【心理的安全性】職員室から始める安全・安心な学校(前編)

このようなことはありませんか?

児童生徒への指導が上手くいかないけど、
『指導力が不足している』と思われそうで、他の先生に相談できなかった。

会議中、「これで本当に良いのだろうか?」と違和感をもったけど、
『忙しいんだから会議を長引かせないでくれよ』と思われそうで、何も言わなかった。

「心理的安全性」が高まれば、このような対人関係上のリスクが減少し、教職員の対話と協働が実現できます

内容が理解しやすいように、理論的背景を省略しています。
詳しく学びたい方は、最後に紹介している書籍を参照願います。

このコラムは約3分で読めます。

目次

1 心理的安全性とは

安心して発言できる職場

「心理的安全性」の定義は

チームの中で、対人関係上のリスクを伴う行動をとっても安全であるという信念が共有された状態

Edmondson, A. C. (1999). Psychological safety and learning behavior in work teams. Administrative Science Quarterly, 44, 350-383.

難しい定義です・・・。

逆の「安全性が低い」を説明した方が分かりやすいと思います

例えば

例1
これはいじめなのか質問したいけど、『そんなことも知らないの?』と思われそうで質問できない

例2
保護者から間違いを指摘される事案があったけど、『できない先生』と思われそうで報告しづらい

例3
学年の会議で「この指導方針で大丈夫かな?」と思ったけど、『いつも否定する先生』と嫌われそうだから黙っている

例4
新しい取組を考えたけど、『あの先生のせいで、仕事が増える』と思われそうだから提案できていない

これらの不安(対人関係上のリスク)がなくなり、安心して発言できる状態を「心理的安全性」と言います

上記に対応させると

例1「ちょっと分からないので、教えてもらえますか?」

例2「すみません。報告したいことがあります。先ほど・・・」

例3「心配なことがあるのですが・・・」

例4「やってみたいことがあるのですが・・・」

このような素直な意見、素朴な質問が言える/聞こえてくる職場なら、教職員の対話が増え、より協働できるのではないでしょうか。

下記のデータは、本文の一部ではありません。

PR #1998, opened 2020-03-03
design(1314): add `--disable-image-pull` option

MysticDoll:
## Context

We are now developing `sd-local` and it always pulls build image each execution.
Therefore this PR suggests adding the option to disable that behaviour to make users run jobs on docker images in local machine.

## Objective
- add `--always-pull-disable` option.

## References
- #1314 
- screwdriver-cd/sd-local/pull/11

## License

### DIFF
--- a/design/sd-local.md
+++ b/design/sd-local.md
@@ -135,7 +135,7 @@ $ sdlocal build [job-name] [options]
 - `--artifacts-dir [path]` Path to the host side directory which is mounted into `$SD_ARTIFACTS_DIR`. (default: `./sd-artifacts`)
 - `-m, --memory [size]` Set memory size which Build Container can use. Either b, k, m, g can be used as a size unit. (default: ?)
 - `--src-url [repository url]` Set repository URL which is to build when user use the remote repository without local files.
-- `--always-pull-disable` Disable `sd-local` from always pulling build image.
+- `--disable-image-pull` Disable `sd-local` from always pulling build image.
 
 #### Output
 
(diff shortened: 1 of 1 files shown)


s-yoshika:
When we can use this option? The build with this option can't ensure the same build as the actual SD build, because SD builds always pull images.

yuichi10:
I think sometime user want to use this option for testing image of build.

s-yoshika:
I see, but it's hard to guess the usage from this name.

MysticDoll:
> it's hard to guess the usage from this name.

how about `--use-local-image`?

jithine:
can we make the default to use cached image ? like how `docker run` works.

s-yoshika:
> can we make the default to use cached image ? like how docker run works.

I concern it can't guarantee the reproducibile build, for example the image which has latest tag might not be latest without pulling. And the build environment can be different from those of actual Screwdriver build.

design/sd-local.md
```diff
@@ -135,6 +135,7 @@ $ sdlocal build [job-name] [options]
 - `--artifacts-dir [path]` Path to the host side directory which is mounted into `$SD_ARTIFACTS_DIR`. (default: `./sd-artifacts`)
 - `-m, --memory [size]` Set memory size which Build Container can use. Either b, k, m, g can be used as a size unit. (default: ?)
 - `--src-url [repository url]` Set repository URL which is to build when user use the remote repository without local files.
+- `--always-pull-disable` Disable `sd-local` from always pulling build image.
```
jithine: can we call it `--disable-image-pull` ?

MysticDoll: I fixed it. It seems better than before. thx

役職があったり、実績・経験が十分なら、言いやすいかもしれません(それでも気を遣いますけど)。

逆に、初任者、新任者にとっては、とても言いづらいことだと思います。これは誰もが経験していることですね。

どのような不安を抱くのか、4つの分類を見てみましょう。

4つの不安が、必要な発言を阻害する

不安
「無知」だと思われる不安

他の先生が当たり前に知っていることを質問したら、無知な人だと思われる

必要なことでも質問できず、よく分からないまま仕事を進める

不安
「無能」だと思われる不安

児童生徒の指導上の問題を報告したら、指導力が不足していると思われる

ミスを隠したり、相談できなかったり、大きなトラブルにつながる

不安
「ネガティブ」だと思われる不安

同僚の授業や指導について、問題点や疑問点を指摘したら、煙たがられる

これまでの教育活動を批判し、改善を提案すると、反抗的な教員だと思われる

議論を避け、重要な指摘ができず、組織としての成長が低下する
すべての校種に強くみられる不安で、特に中学校、高等学校が強い(三沢・鎌田、2022)

不安
「邪魔をする人」だと思われる不安

職員会議で自分の意見を発言すると、時間を長引かせるうとましい人だと思われる

学校改善・授業改善のための新しい提案を行うと、押しつけがましい人と思われる

自発的な発言を控え、新しいアイディアを言えない
小学校の先生に強くみられる不安(三沢・鎌田、2022)

教職員を対象とした研究(三沢・鎌田、2022)では、「無知」と「無能」、「ネガティブ」と「邪魔をする人」に強い相関がみられています。

2 心理的安全なチームの成果

「心理的安全性」は、Googleの調査によって注目されるようになりました。

Googleは、2012年にプロジェクト・アリストテレスを立ち上げ、4年かけて、「効率的なチームは、どのようなチームか」を調査・分析しました。

結果、重要なのは「誰がチームのメンバーであるか」よりも「チームがどのように協力しているか」と分かりました。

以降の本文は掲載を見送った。